Bruxelles, 09/05/2011 (Agence Europe) - Le secrétaire d'État belge à l'Immigration, Melchior Wathelet, s'est inquiété la semaine dernière dans un courrier adressé à la Commission du nombre de demandes d'asile déposées dans son pays par les ressortissants de l'ex-Yougoslavie, notamment serbes et macédoniens, qui bénéficient depuis décembre 2009 de la libéralisation des visas (pour des séjours de 90 jours), a indiqué vendredi 6 mai le porte-parole de la commissaire Cécilia Malmström, Marcin Grabiec. La Belgique se plaint de l'augmentation de ces demandes. En mars dernier, plus de 100 demandes ont été déposées par des Macédoniens et près de 200 demandes par des ressortissants serbes, une proportion environ trois fois plus élevée qu'avant l'instauration du mécanisme de libéralisation. Et la Belgique d'estimer que ces ressortissants « profitent » du système, même si elle n'accepte qu'à peine 1% de ces demandes.
En réponse aux craintes de M. Wathelet, la Commission a indiqué vendredi qu'il existait depuis janvier 2011 un mécanisme de suivi de la libéralisation des visas pour les pays des Balkans occidentaux bénéficiant de ce régime (Serbie, Macédoine, Albanie, Bosnie-Herzégovine, Monténégro) et que, dans ce cadre, des experts de l'agence Frontex et des États membres se rendaient régulièrement dans ces pays, produisant ensuite des rapports.
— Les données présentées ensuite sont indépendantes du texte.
PR #947, opened 2015-10-18
Remove dynamic indentation showing

gracjan:
haskell-indentation had the option to put overlay underlines at positions eligible as indentation points. This was supposed to help usability and debugging of indentation algorithm. It practice is was slow, distracting and a test suite helps development much better.

### DIFF
--- a/haskell-indentation.el
+++ b/haskell-indentation.el
@@ -40,8 +40,6 @@
 ;; TODO `haskell-indentation-find-indentation' — fix it, get rid of "safe"
 ;; version
 
-(require 'hl-line)
-(require 'syntax)
 (require 'cl-lib)
 
 ;;;###autoload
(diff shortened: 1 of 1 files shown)


PierreR:
Is it what `hi2` provided at the time before it was integrated within `indentation` ?

If so I personally don't mind the removal but many users might actually like it ... Why not just disable the option by default ?

gracjan:
Reasons:
- it is 170 lines less to support and maintain
- some potential contributors feel intimidated by the size of `haskell-indentation`, this might get us below their scare limit
- the first question after integrating hi2 was 'how to disable this?'
- second question was 'it interacts badly with my other modes'
- it was super slow, now has caching and throttling, but it is still slow
- it is disabled by default meaning that nobody will find the switch to turn it on
- we have zero unit tests for this functionality
- we have zero documentation for this functionality

PierreR:
Somehow all these questions should have come up when `hi2` was integrated. I was not aware the integration had been a complete failure.

Don't want to blame anybody. I know there is a shortage of human resource and I understand the decision. Thanks for the quick response (I haven't forgot I need to contribute myself and write some docs about spacemacs ;-)

gracjan:
@PierreR: My response was about `haskell-indentation-show-indentations` **only** as it was a nice attempt and we have learned more in practice. Therefore I do not understand your comment in your first paragraph.

I do understand and endorse your second paragraph, though :)

PR #958, opened 2015-10-26
Remove horizontal whitespace based smart indentation mode haskell-simple-indent

gracjan:
*Rationale*:
- `haskell-indentation-mode` became reliable enough for general use
- `haskell-indentation-mode` lost its magic and now has a nice predictable behavior
- simple indent despite its name is also a 'smart' mode with surprising behavior
- people think that simple indent does constant space indentation and this is not true, simple indent tries to be smart
- it relies on whitespace between tokens and Haskell defines token boundaries in a different way
- community effort should be more focused


ivan-m:
Any particular reason why?  There might be people that prefer not to use a "smart" indentation mode and just manually indent/un-indent.

gracjan:
@ivan-m: I updated my comment to state the rationale for the move. Are you using this mode yourself or were you stating a theoretical question?

ivan-m:
Just theoretical.  I'm happy enough with your justifications (I didn't realise it tried to be smart, and thought it just did indent/un-indent).

PR #4, opened 2015-01-06
Start bar charts at 0 on the y-axis

tmm1:


tmm1:
This generally makes it easier to compare bars side-by-side, but given that the scale is logarithmic too it might not matter.

tgxworld:
@tmm1 Seems like `min` doesn't work well with `type: logarithmic`. I'm ok with removing the logarithmic scale since the only reason why I set it in initially was to amplify the differences in the charts.

tgxworld:
I've gone ahead and [remove logarithmic scale](https://github.com/ruby-bench/ruby-bench-web/commit/53299d180903c439788bd5a82e4420058a6f94a7). Thanks for the feedback @tmm1 Do let me know if there are any more things we need to change/do.

Issue #25, opened 2015-02-16
Improve to click to commit's GitHub URL feature.


tgxworld:
http://community.rubybench.org/t/click-to-commit-feature/39

PR #26, opened 2015-02-16
Display range of commits that are untested when clicking on a point.

tgxworld:
https://github.com/ruby-bench/ruby-bench-web/issues/25


tgxworld:
@SamSaffron I've thrown up an initial implementation. Is this what you were looking for? I'm using GitHub's API here so rate limit is going to be an issue and I've not thought of a solution for it yet.

# Normal Range
screenshot from 2015-02-16 23 35 57

## Edge Cases
screenshot from 2015-02-16 23 36 07

tgxworld:
bloggif_54e2115a318a1

tgxworld:
@SamSaffron Instead of pulling all the commit details from GitHub's API, I decided to just link to the repo's compare. I very much prefer this method as compared to the first. 
 
screenshot from 2015-02-17 10 40 47

SamSaffron:
lets play with both and see which one we like better

tgxworld:
Ok I'll push the second one up first to avoid having to deal with GitHub's rate limit.

PR #32, opened 2015-03-02
Invalidate benchmark results if benchmark changes

tgxworld:
TODO:

- [ ] BenchmarkType for Discourse uses the official Discourse URL repo. Need to update it otherwise our benchmarks will not be valid.

- [x] BenchmarkTypeDigestJob needs to handle invalidating the BenchmarkRuns too

- [ ] Don't display benchmark_runs that are not valid.

### DIFF
--- a/db/migrate/20150302075441_add_validity_to_benchmark_runs.rb
+++ b/db/migrate/20150302075441_add_validity_to_benchmark_runs.rb
@@ -1,0 +1,5 @@
+class AddValidityToBenchmarkRuns < ActiveRecord::Migration
+  def change
+    add_column :benchmark_runs, :validity, :boolean, default: true
+  end
+end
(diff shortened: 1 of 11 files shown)


db/migrate/20150302075441_add_validity_to_benchmark_runs.rb
```diff
@@ -0,0 +1,5 @@
+class AddValidityToBenchmarkRuns < ActiveRecord::Migration
+  def change
+    add_column :benchmark_runs, :validity, :boolean, default: true
```
tgxworld: Can't think of a better name. Wanted to use valid but it clashes with Rails

tgxworld:
Need to resolve checkbox 1 first. Otherwise, Discourse benchmarks will be invalidated.

db/migrate/20150302075441_add_validity_to_benchmark_runs.rb
tgxworld: TODO: change to still_valid

tgxworld:
Closing in preference of https://github.com/ruby-bench/ruby-bench-web/pull/111

PR #37, opened 2015-03-13
add source block to solve multiple primary source warning

farukaydin:
```bundle``` commands shows up a warning message like the following.
```
Warning: this Gemfile contains multiple primary sources. Using `source` more than once without
a block is a security risk, and may result in installing unexpected gems. To resolve this 
warning, use a block to indicate which gems should come from the secondary source. To upgrade
this warning to an error, run `bundle config disable_multisource true`.
```

PR solve this security fix, and disable warning message.


tgxworld:
:+1: Thank you1

Issue #42, opened 2015-03-24
Migrate to Sidekiq


tgxworld:

tgxworld:
Related: https://github.com/ruby-bench/ruby-bench-web/pull/43

tgxworld:
Close by https://github.com/ruby-bench/ruby-bench-web/pull/43.

PR #41, opened 2015-03-24
Add deployment templates.

tgxworld:

PR #43, opened 2015-03-26
Use Sidekiq for background processing.

tgxworld:
Only merge after https://github.com/ruby-bench/ruby-bench-web/pull/41.

Closes: https://github.com/ruby-bench/ruby-bench-web/issues/42


tgxworld:
Merging this in.

PR #50, opened 2015-04-13
Tweaks

kirs:
@tgxworld 

Note: `AS::Notifications` is generally used for another kind of tasks and using normal class instead of AS::Notifications makes it better testable here.


tgxworld:
@kirs Thanks! This is alot nicer :smile: Is this good for merge?

kirs:
I suppose so.

tgxworld:
Thanks @kirs!

PR #65, opened 2015-05-11
Update highcharts

yangshun:
- Use rubygems.org's highcharts gem instead of rails-assets.org's
- Update highcharts gem version to 4.1.5


yangshun:
Not required anymore.

PR #85, opened 2015-06-01
Split release bechmark graphs into two when two results exist

klgilbert:
To improve usability of the release graphs, especially for 'rails/rails/releases' and activerecord/postgres_scope, they need to be split up into separate graphs, but there isn't an easy way to do this from the way it works now.


tgxworld:
From the way it is designed right now, we can only split graphs by benchmark types. `app_uri` and `api_uri_memory`.

Results stored within each benchmark run should be displayed within the same graph. For instance, Discourse benchmarks have results for 25, 75, 90, 99 percentiles. Splitting them up into different graphs doesn't really make sense.

With all that said, I think we need that flexibility of being able to split the graphs up without having to create a new `BenchmarkType` for it. I'm not sure how to do it as of right now though...

cc/ @SamSaffron

klgilbert:
Yeah, you're right. It wouldn't make sense/wouldn't work for the Discourse benchmarks. This is probably something that needs to done with Javascript.

klgilbert:
It's a little hacky, but it does work. What do you think?

tgxworld:
I don't think this is the way we should go. Any new benchmarks that contains two columns will split. Could you explore a solution that involves changing the schema? I think we need BenchmarkType to have many forms of results.

klgilbert:
Ok

tgxworld:
Close by https://github.com/ruby-bench/ruby-bench-web/pull/108.

PR #86, opened 2015-06-02
Disable webkit appearance for select element

yangshun:
On Chrome, initially it was:
screen shot 2015-06-02 at 7 23 01 pm

I changed it to:
screen shot 2015-06-02 at 7 22 54 pm


tgxworld:
Hmm do you know if compass will help here? Otherwise, we have to handle all the different browser.

yangshun:
No la it's just webkit browsers, on FF it's fine (:

PR #89, opened 2015-06-12
Make footer sticky for screen sizes larger than 865px height

kennethlimjf:


tgxworld:
@kennethlimjf Thanks for contributing!! However, I'm not too sure what we are trying to fix here. Could you provide some screenshots of the before and after?

yangshun:
It's so that the footer will be at the bottom of the screen even though the site content isn't taller than the screen height. NUSMods does it too.

It's a good idea! But `flex` is not supported by IE9. @tgxworld do you want to support IE9? Haha.

Alternatively, there's a non-`flex` solution but involves hardcoding of the footer height.

yangshun:
I actually don't see a page that has so little content that the footer isn't at the bottom. Perhaps there isn't a need for a sticky footer.

app/assets/stylesheets/base.scss
```diff
@@ -1,3 +1,13 @@
 body {
   background-color: white;
 }
+
+.site {
```
yangshun: I feel that adding this styles directly to `body` is ok, no need for a `.site` class.

tgxworld:
> It's so that the footer will be at the bottom of the screen even though the site content isn't taller than the screen height. NUSMods does it too.
> 
> It's a good idea! But flex is not supported by IE9. @tgxworld do you want to support IE9? Haha.
> 
> Alternatively, there's a non-flex solution but involves hardcoding of the footer height.

screenshot from 2015-06-13 00 16 22

Ahh Ic. Lets move the web forward by dropping IE9 :trollface:

kennethlimjf:
Ah ya should have added a screenshot. I added the sticky footer since it appeared non-sticky on my 23" monitor. But for most laptop screens, it shouldn't be a problem.

But anyways, now it should look good on all screens with this PR :smile: (with the exception of IE9)

Updated the CSS not to use class.

tgxworld:
@yangshun I'll let you merge this if its ok :smile:

yangshun:
Just tried it. It works really well and elegant. Thanks!

tgxworld:
@kennethlimjf This is awesome thanks!

kennethlimjf:
Thanks :)

PR #91, opened 2015-06-17
Allow patterns to be passed to rails benchmarks

klgilbert:


tgxworld:
@klgilbert Tests are failing :smiley_cat:

app/jobs/remote_server_job.rb
```diff
@@ -96,6 +96,8 @@ def ruby_trunk_discourse(ssh, commit_hash, options)
   end
 
   def rails_releases(ssh, rails_version, options)
+    include_patterns = build_include_patterns(options[:include_patterns])
```
tgxworld: I just realized we don't need to assign it to a variable. Could we update this for the other jobs too? Thanks!

klgilbert: Do you want me to remove the build_include_patterns method and just call -e \"INCLUDE_PATTERNS=... directly

tgxworld: The method is called in a few other methods but there isn't a need to assign it to a variable.

Date: Wed, 17 Jun 2015 09:18:33 -0700

tgxworld:
Thanks!

PR #1077, opened 2024-06-11
fix(cc-logs-instances): make sure deploying instances grid layout is never broken

### LINKED ISSUE #1070: Bad instances display on deploying instances
Hi :wave: 

I was deploying a new clever app, I failed to deploy it properly several times, after a few run the list of instances shown inside the new console interface wasn't showing names properly. 

I opened the logs after the few failed run during a new deployment, after that new instances (even running) shown wrongly:
image

When refreshing with one fully running instance, I still have stuff going wrong:
image

As the bug can be reproduced on my name, i can give some requests logs or anything to help :)

pdesoyres-cc:
Fixes #1070

Since I could not reproduce the bug in real life, I just protected the grid layout from being broken when the state is not supported.

### DIFF
--- a/src/components/cc-logs-instances/cc-logs-instances.js
+++ b/src/components/cc-logs-instances/cc-logs-instances.js
@@ -491,6 +491,7 @@ export class CcLogsInstances extends LitElement {
         class: 'instance-state--deleted',
       };
     }
+    return null;
   }
 
   /**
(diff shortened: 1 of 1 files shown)


hsablonniere (approved):
Nice catch, looking at the screenshots, I think it will fix the bug :+1:

florian-sanders-cc (approved):
LGTM!

roberttran-cc (approved):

Une évaluation plus complète sur ce suivi est par ailleurs programmée pour le mois de juin, a ajouté Marcin Grabiec.
La Commission a également rappelé qu'elle avait suggéré le 4 mai dernier dans sa communication sur la migration de l'UE une future « clause de sauvegarde » afin de suspendre la libéralisation des visas pour des pays qui s'avéreraient être à l'origine d'une forte immigration illégale dans l'UE. Cette clause de sauvegarde est par ailleurs vivement encouragée par la France et les Pays-Bas. L'idée? « Pour les cas où une exemption de visa donnerait lieu à une immigration irrégulière à grande échelle ou à des abus, ou mettrait en péril la sécurité, l'Union doit disposer des moyens appropriés pour remédier rapidement à ces problèmes », écrivait la Commission. À cette fin, elle proposera « prochainement une modification du règlement sur les visas prévoyant une clause de sauvegarde qui permettrait, sous certaines conditions, la réinstauration temporaire de l'obligation de visa pour les citoyens d'un pays tiers ». (S.P.)